1 August 2007 Three-dimensional spinning solitons in quasi-two-dimensional optical lattices

Hervé Leblond, Boris A. Malomed, Dumitru Mihalache

Proceedings Volume 6785, ROMOPTO 2006: Eighth Conference on Optics; 678510 (2007) https://doi.org/10.1117/12.757861
Event: ROMOPTO 2006: Eighth Conference on Optics, 2006, Sibiu, Romania

Abstract

We consider the three-dimensional (3D) Gross-Pitaevskii/nonlinear Schrodinger equation with a quasi-2D square-lattice potential, which corresponds to the optical lattice trapping a self-attractive Bose-Einstein condensate (BEC), or to a photonic-crystal fiber, in terms of nonlinear optics. Stable 3D solitons, with embedded vorticity S = 1 and 2, are found by means of the variational approximation and in a numerical form.
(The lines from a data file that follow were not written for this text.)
PR #2582, opened 2019-07-30
NAS-102155 

aervin:
* "No snapshots sent yet" if rep task does not have a previous run
* Unfortunately, the column widgets cannot support show/hide on a per-row basis, so future runs cannot be supported at this time. Perhaps we could target for 12?
* Moves task parsing from `dataHandler` to `resourceTransformIncomingRestData` so that the column data updates dynamically as the task runs

QUICK UPDATES:
* Fix for tooltip formatting bug
* Adds support for mdi icons in table widgets
* Make sure that table detail actions are visible at the right times

### DIFF
--- a/src/app/helptext/task-calendar/replication/replication.ts
+++ b/src/app/helptext/task-calendar/replication/replication.ts
@@ -46,7 +46,7 @@ export default {
 
     target_dataset_placeholder: T('Target Dataset'),
     target_dataset_tooltip: T('Enter the dataset on the remote or destination system where\
-snapshots will be stored. Example: Poolname/Datasetname, not the mountpoint or filesystem path'),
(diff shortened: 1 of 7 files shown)


src/app/helptext/task-calendar/replication/replication.ts
```diff
@@ -46,7 +46,7 @@ export default {
 
     target_dataset_placeholder: T('Target Dataset'),
     target_dataset_tooltip: T('Enter the dataset on the remote or destination system where\
-snapshots will be stored. Example: Poolname/Datasetname, not the mountpoint or filesystem path'),
+ snapshots will be stored. Example: Poolname/Datasetname, not the mountpoint or filesystem path'),
```
wblock:
```suggestion
 snapshots will be stored. Example: Poolname/Datasetname, not the mountpoint or filesystem path.'),
```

They are built, basically, as sets of four fundamental solitons forming a rhombus, with phase shifts πS/2 between adjacent sites, and an empty site in the middle. The results provide for the first examples of stable 3D vortex solitons ("spinning light bullets", in terms of optics) with S > 1, and the first ever examples of vortex solitons (with any S ≠ 0) supported by a lattice in the 3D space. Typical scenarios of instability development (collapse or decay) of unstable localized vortices are identified too.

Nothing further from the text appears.